Avant 13 h, le 22 janvier 2014, des policiers de la Sûreté du Québec (SQ) étaient à l'affût pour coincer le conducteur d'une Mazda RX8 volée, qui avait été vue dans le stationnement de la polyvalente Augustin-Norbert-Morin, à Sainte-Adèle. Quelques minutes après 13 h, ledit conducteur, David H. Lacour, 17 ans, agonisait dans le stationnement de la polyvalente, atteint de deux balles tirées par un policier, devant des témoins affolés et médusés.

C'est ce qui ressort des premiers témoignages rendus hier au procès d'Éric Deslauriers. Le policier, qui est suspendu avec solde, est accusé d'homicide involontaire. La Couronne estime qu'il a déchargé son arme à feu de façon insouciante. La défense plaidera qu'il a agi par légitime défense, car le jeune homme fonçait sur lui avec sa voiture. 

Une élève de 13 ans, qui a assisté à la scène et qui en a même filmé une partie, a raconté que le policier était sorti de sa propre voiture et avait ordonné au conducteur de la voiture rouge de sortir de la sienne.

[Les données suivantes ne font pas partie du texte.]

PR #1277, opened 2019-08-08
Fix/1268 content is missing on long posts in html mode

marecar3:
Fixes https://github.com/wordpress-mobile/gutenberg-mobile/issues/1268

To test:

1. Open WPAndroid app
2. Create new Post
3. Toggle HTML editor mode
4. Copy content: https://gist.github.com/hypest/25e6d96b9c45ce92770f3c4c7ccafa9d
5. Paste into HTML editor

Result: Content should be visible

Update release notes:

### DIFF
--- a/RELEASE-NOTES.txt
+++ b/RELEASE-NOTES.txt
@@ -1,9 +1,7 @@
-1.12.0
-------
-* Fix missing content on long posts in html mode on Android
 1.11.0
 ------
 * Toolbar scroll position now resets when its content changes
+* Fix missing content on long posts in html mode on Android
 
 1.10.0
 ------
--- a/RELEASE-NOTES.txt
+++ b/RELEASE-NOTES.txt
@@ -1,4 +1,4 @@
-1.11.0
+1.12.0
 ------
 * Fix missing content on long posts in html mode on Android
 
--- a/RELEASE-NOTES.txt
+++ b/RELEASE-NOTES.txt
@@ -1,3 +1,7 @@
+1.11.0
+------
+* Fix missing content on long posts in html mode on Android
+
 1.10.0
 ------
 * Adding a block from the post title now shows the add block here indicator.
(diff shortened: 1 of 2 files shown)


daniloercoli:
I wasn't able to reproduce the original issue on a Nexus 5X running Android 7.1. The long content is correctly shown on screen after having pasted it into the HTML editor.

Worth to have another set of eyes testing this PR. cc @hypest

marecar3:
Thanks for the update @daniloercoli!
Any chance that you have time to try this fix @hypest? Thanks.

hypest:
I can see the original issue on my Galaxy S7 (Android 8.0.0) when running WPAndroid develop (https://github.com/wordpress-mobile/WordPress-Android/commit/6a6c100217cdcec2ef396d4dec9866fba73f56c6) but not seeing the issue when using this PR. The issue is that the html view of a large-ish post is empty.

Here's the thing though:
1. I can still see `W/View: ReactEditText not displayed because it is too large to fit into a software layer (or drawing cache), needs 112216320 bytes, only 8294400 available` lines even with this PR
2. The ReactEditText component already has a workaround that sets its layer type to "software". [See here](https://github.com/facebook/react-native/blame/6991e28653e4ca44c811c9ad4564d064c90264b1/ReactAndroid/src/main/java/com/facebook/react/views/textinput/ReactEditText.java#L119). Which means, the fix in this PR might actually be fixing something else and not the issue mentioned in the original ticket ("HTML editor won't show any content as a result of: ReactEditText not displayed because it is too large to fit into a software layer (or drawing cache), needs 18616320 bytes, only 18432000 available").
3. I'm not feeling comfortable withe broadness of the solution in this PR, were we set the layer type to "software" for the whole ReactNative view and for every device and every Android version. If I understand it correctly, this would mean disabling hardware acceleration for the React Native view, a rather drastic measure just to show the html view correctly.

I think we should dig deeper for a solution on this one, possibly finding the specific root cause of the issue, or managing to apply the "software" layer type to the html mode only, if that ReactEditText is still the root cause.

marecar3:
Hey @hypest, thanks for the details, it helps a lot at this stage.

Generally, I agree with your thoughts. 
Solution for this issue demands a better understanding of the problem which is causing it, so investing more time would be a good path for us.

daniloercoli:
We can close this PR since it was replaced by https://github.com/wordpress-mobile/gutenberg-mobile/pull/1401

Il a répété son ordre, mais le conducteur n'a pas voulu obéir. La jeune fille a vu le conducteur lever les mains, puis les rabaisser. Il n'a pas obtempéré, il a plutôt pesé sur l'accélérateur et foncé en direction du policier, selon elle. Elle dit avoir vu le policier faire un bond de côté, « sortir son fusil » et tirer. Deux coups. 

Un autre élève qui a vu la scène a rendu un témoignage semblable. Mais selon lui, le policier a demandé trois ou quatre fois au jeune homme de sortir du véhicule. Celui-ci a « rincé son moteur » avant de foncer, « la pédale au fond ». Le témoin pense que le policier a d'abord tiré vers les pneus, car il se souvient qu'il avait l'arme vers le bas. 

EN JOUE 

Le directeur adjoint de l'école, Daniel Gauthier, a assisté à une partie de la scène. Selon lui, le policier a mis en joue le conducteur de la voiture rouge. Le jeune homme a levé les mains, puis les a rabaissées vers le volant. « Puis ç'a déboulé », a raconté le témoin. 

Il était certain que la voiture rouge allait partir, les « roues spinnaient ». M. Gauthier s'est précipité vers une autre fenêtre pour voir ce qui arrivait. Le drame s'est produit pendant ce court trajet. Il a entendu deux coups de feu. Quand il a regardé de nouveau, le policier ouvrait la porte de la voiture rouge, qui était dans un banc de neige, et effectuait des manoeuvres sur le jeune homme. 

« RENFORT D'URGENCE »

Le policier Dominique Gingras, de la SQ, est arrivé à 13 h 06 sur les lieux, après que son collègue Deslauriers a demandé du « renfort d'urgence » sur les ondes. Un autre policier qui était là lui a demandé de prendre la place du policier Deslauriers. Ce dernier, qui portait des gants chirurgicaux, était dans la « porte » de la voiture rouge, et s'occupait du blessé. « Le policier Deslauriers m'a dit de mettre ma main au bas du cou, et j'ai fait pression à ce niveau-là. » M. Gingras ne savait pas ce qui s'était produit. Il voyait du sang dans le véhicule, et cherchait des éclats de verre. « Mais je n'en ai pas trouvé », a-t-il dit. Il a entendu le blessé râler. Il avait un pouls, mais il était faible. Il a expliqué qu'au deuxième râle, il n'y avait plus de pouls. 

Les ambulanciers ont pris la relève, mais le jeune homme a été déclaré mort vers 14 h 10, à l'hôpital. Le procès se poursuit aujourd'hui, à Saint-Jérôme, devant la juge Joëlle Roy. Me Julie Laborde représente la Couronne, tandis que l'accusé est défendu par Me Nadine Touma.